Search code examples
apache-kafkaapache-zookeeperdistributed-systemconsistent-hashing

Zookeeper-Kafka and Consistent hashing


I am learning Zookeeper and I was stuck in middle with some confusion. I gone through various forums and questions and none clear my confusion and came to SO finally to get some clarification on the following things.

  1. As I understand Zookeeper works in master-worker architecture. So how Kafka fits in this architecture? Does each Kafka broker in the Kafka cluster acts as a client to zookeeper server ensemble or the user applications that produces and consumes messages act as clients to Zookeeper ensemble?

  2. For a particular topic/partition one Kafka broker would get engaged and if its get tons of messages (that it cannot handle), is it possible to distribute the work load using consistent hashing and how Zookeeper architecture support this?

Update: Does Zookeeper is something like variant of Gossip protocol used in DynamoDB for membership and failure detetion


Solution

  • I recommend going over the Zookeeper documentation (specially the Overview section) to clarify its main concepts and how it works.

    1. Kafka brokers act as Zookeeper clients. They connect to Zookeeper to read and write data about the state of the Kafka cluster.

      You may be confused by Zookeeper being a leader/follower system.

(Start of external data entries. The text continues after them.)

PR #74, opened 2022-11-21
Remove inline prometheus

mixmasala:
This is based on top of #65 and disables the prometheus tests unless enabled with build tag promethius


david415:
why are there so many changes to fix this one little bug?

PR #81, opened 2022-11-23
Add pem helper

mixmasala:
This PR adds a helper to authority so that PEM files or PEM-encoded strings can be used with the configuration.

I might need to add another helper for the mix server as well.


david415:
can we instead open a ticket for this task?

ioerror:
Ideally it would be possible to define the pki as a series of files rather than PEM strings in the dirauth and mix config files. This is already the case for mix and provider id public keys.

Issue #83, opened 2022-11-24
restarting authority fails because old certificate from persistence db is expired


mixmasala:
I would prefer to not use on-disk persistence because I suspect it might result in conflicting descriptors upon restart that might cause an authority to have a wrong view of the network when making consensus.

mixmasala:
the old authority code used the following value for certificate expiration:
-       CertificateExpiration = (epochtime.Period * 3) + (time.Minute * 10)
so that a certificate is valid for all the epochs its keys are valid + some timeslop
I think partly we're too aggressive on the certificate expiration

mixmasala:
+       signed, err := cert.Sign(signer, verifier, payload, epoch+2)

is the new value

mixmasala:
probably that should actually be epoch+3 because the keys in a consensus are stil valid and the descriptor is being signed in the epoch before it is valid

david415:
fix here https://github.com/katzenpost/katzenpost/pull/104

PR #84, opened 2022-11-24
Extend MixDescriptor certificate expiration to 3 epochs

mixmasala:
The next epoch the descriptor becomes valid, and contains 3 epochs worth of MixKeys, so it should be valid for current epoch + 4

See #83


mixmasala:
Also do the same thing for the consensus

david415:
lgtm

david415 (approved):

PR #88, opened 2022-11-25
Fix whitelist bug

mixmasala:
This adds some extra verbose logging to the voting authority and fixes a bug where MixDescriptors sent by another authority were included in consensus without checking that they were whitelisted.


ioerror:
Lets call it allowlist, rather than whitelist.

mixmasala:
> Lets call it allowlist, rather than whitelist.

patches welcome :)

PR #97, opened 2022-11-28
Add threat model doc work in progress

david415:


mixmasala (approved):
Could you elaborate on what the distinction is between a timing attack and statistical disclosure attack? 

for section 6, perhaps DoS in conjunction with n-1 or statistical disclosure attacks speeds up the attack, e.g. a hybrid attack could be explained, and the adversary in the case of DoS is one who sees some part of the network and has capacity to impact some other part of the network.

What is a timing attack essentially? Do we consider active traffic manipulation / confirmation to be a kind of timing attack? Or do we mean something like sidechannels?
For example, an adversary who can interfere with client connections to provider nodes and can also observe some part of the network, e.g. a provider service, in order to confirm a specific client is using the service. For example, disconnecting a node and then observing a decrease in requests / decrease in latency of request being served used as a confirmation.

I think we can merge this now, but sections 5,6 should be expanded at least to describe the essential elements of the attack.

Issue #99, opened 2022-11-29
don't truncate the sphinx MAC


david415:

ioerror:
This is now resolved by the merge of #101.

PR #101, opened 2022-11-29
Pq sphinx

david415:
THIS PR SOLVES BOTH https://github.com/katzenpost/katzenpost/issues/102 AND https://github.com/katzenpost/katzenpost/issues/99


ioerror (approved):
This likely requires a flag day.

Issue #103, opened 2022-11-29
voting authority BUG: persisted certificate is expired


david415:
Currently, operators of the voting authority are in the habit of rm`ing the persistence.db file which the voting authority creates. This is because the certificate saved to that file on disk will have an expired epoch due to a off by one or off by a few error. It would be advisable to fix this as soon as possible.

david415:
duplicate ticket https://github.com/katzenpost/katzenpost/issues/83

PR #104, opened 2022-11-29
Fix voting auth cert db bug

david415:
Fix bug describe in this ticket here https://github.com/katzenpost/katzenpost/issues/103


ioerror (approved):
This requires a flag day.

Within the Zookeeper ensemble one of the Zookeeper servers acts as the leader and effectively handles requests. The followers forward requests to the leader.

    2. Kafka messages are not written to Zookeeper. Zookeeper only stores the topic/partitions metadata (topic configurations, replica and ISR list). Kafka brokers store the messages on their disks. Kafka producers decide the partition (hence the broker) when sending a message. The default partitioner can use round-robin to spread messages across brokers.

    Zookeeper uses its own consensus algorithm (Zab). You can find a description of it in the Zookeeper Wiki.